HAK INGKAR NOTARIS SEBAGAI WUJUD PERLINDUNGAN HUKUM
Ni Luh Putu Sri Purnama Dewi;
I Dewa Gde Atmadja;
I Gede Yusa
Acta Comitas Vol 3 No 1 (2018)
Publisher : Universitas Udayana
Show Abstract
|
Download Original
|
Original Source
|
Check in Google Scholar
|
DOI: 10.24843/AC.2018.v03.i01.p11
Notaris merupakan perpanjangan tangan dari pemerintah yang diberikan kewenangan menjalankan sebagian tugas negara yaitu menerbitkan alat bukti tertulis berupa akta autentik, di mana notaris memperoleh keterangan dari para pihak yang mempercayakan segala keterangannya kepada notaris oleh karena itu jabatan notaris merupakan jabatan kepercayaan.
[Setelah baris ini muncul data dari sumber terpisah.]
PR #4440, opened 2025-02-04
Pp 13136 Webhook settings Cypress tests

james-peacock-gds:
- Cypress test for the main simplified settings webhook page
- Tests for the create webhook page will be done in a subsequent PR

### DIFF
--- a/test/cypress/integration/simplified-account/service-settings/webhooks/webhooks.cy.js
+++ b/test/cypress/integration/simplified-account/service-settings/webhooks/webhooks.cy.js
@@ -61,22 +61,29 @@ describe('for an admin', () => {
     ])
     cy.visit(WEBHOOKS_SETTINGS_URL)
   })
-  describe('the settings nav', () => {
+
+  it('should show the settings nav correctly', () => {
     checkSettingsNavigation()
   })
-  describe('the page', () => {
+
+  it.only('should show title, heading and create Webhook button', () => {
     checkTitleAndHeading()
-    it.only('should show webhooks as summary cards', () => {
-      cy.get('div.govuk-summary-card').should('have.length', 3)
-      cy.get('div.govuk-summary-card').first().find('h2').first().contains(DESCRIPTION).get('strong.govuk-tag--blue').contains('Active')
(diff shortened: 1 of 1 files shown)


test/cypress/integration/simplified-account/service-settings/webhooks/webhooks.cy.js
```diff
@@ -0,0 +1,124 @@
...
+  it('should show webhooks as summary cards', () => {
+    cy.get('div.govuk-summary-card').should('have.length', 3)
+    cy.get('div.govuk-summary-card').first().find('h2').first().contains(DESCRIPTION).get('strong.govuk-tag--blue').contains('Active')
+    cy.get('div.govuk-summary-card').first().find('a').first().contains('View')
+    cy.get('div.govuk-summary-card').first().find('a').eq(1).contains('Update')
+    cy.get('div.govuk-summary-card').first().find('dd').first().contains(CALLBACK_URL)
+    cy.get('div.govuk-summary-card').first().find('dd').eq(1).contains('Payment succeeded')
+    cy.get('div.govuk-summary-card').first().find('dd').eq(1).contains('Payment captured')
+    cy.get('div.govuk-summary-card').eq(1).find('h2').first().get('strong.govuk-tag--blue').contains('Active')
+    cy.get('div.govuk-summary-card').eq(2).find('h2').first().get('strong.govuk-tag--yellow').contains('Inactive')
```
DomBelcher, line 92: not super important since it'll still fail if these don't exist but these aren't strictly assertions, it's just trying to find these things in the DOM, adding `should('exist')` on the end of each makes them proper assertions - or equally the `.contains(...)` can be `.should('contain.text', ...)`

DomBelcher: may as well add a few more assertions for the other cards, particularly the inactive webhook card, just to check it shows everything it should

james-peacock-gds: thanks - I've added properties for the other two webhooks and asserted on them

PR #4443, opened 2025-02-04
PP-12427 task list macro

nlsteers:
### WHAT

- move to macro implementation of task list component
- align stripe task model with worldpay
- move `spinner` and `system-messages` macros to macro folder
- break credential forms for worldpay details views into partials for use in switch-psp views


DomBelcher (approved):
LGTM

PR #4444, opened 2025-02-05
PP-12440 Cypress tests for 3DS Flex credentials task

DomBelcher:
### WHAT
 - Cypress tests for displaying 3DS Flex credentials task on index page
 - tests for form flow will follow in later PR


james-peacock-gds (approved):
LGTM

Selaku pejabat umum, notaris tidak saja terikat pada peraturan jabatan tetapi juga terikat pada sumpah jabatannya dimana notaris wajib merahasiakan isi akta dan segala keterangan yang diperolehnya. Seiring dengan perkembangan jaman, seringkali notaris dipanggil untuk dimintai keterangan sebagai saksi terkait dengan akta yang dibuat dihadapannya. Berdasarkan Putusan MKRI Nomor 49/PUU-X/2012 yang menghapuskan frase dengan persetujuan Majelis Pengawas Daerah (MPD) Wewenang MPD dalam memberikan perlindungan kepada notaris menjadi sirna. Terkait dengan hal tersebut maka berdasarkan ketentuan Pasal 66 UUJN-P UU No. 2 Tahun 2014 dibentuklah Majelis Kehormatan Notaris (MKN),yang salah satu fungsinya memberikan jawaban menolak atau memberi persetujuan terhadap pemanggilan notaris. Jika lewat dari batas waktu yang ditentukan maka MKN dianggap menyetujui notaris tersebut untuk diperiksa. Persetujuan dari MKN ini dapat dijadikan kunci pembuka dari pengajuan Hak Ingkar. Kata Kunci : Akta Autentik, Perlindungan Hukum, Hak Ingkar Notaris.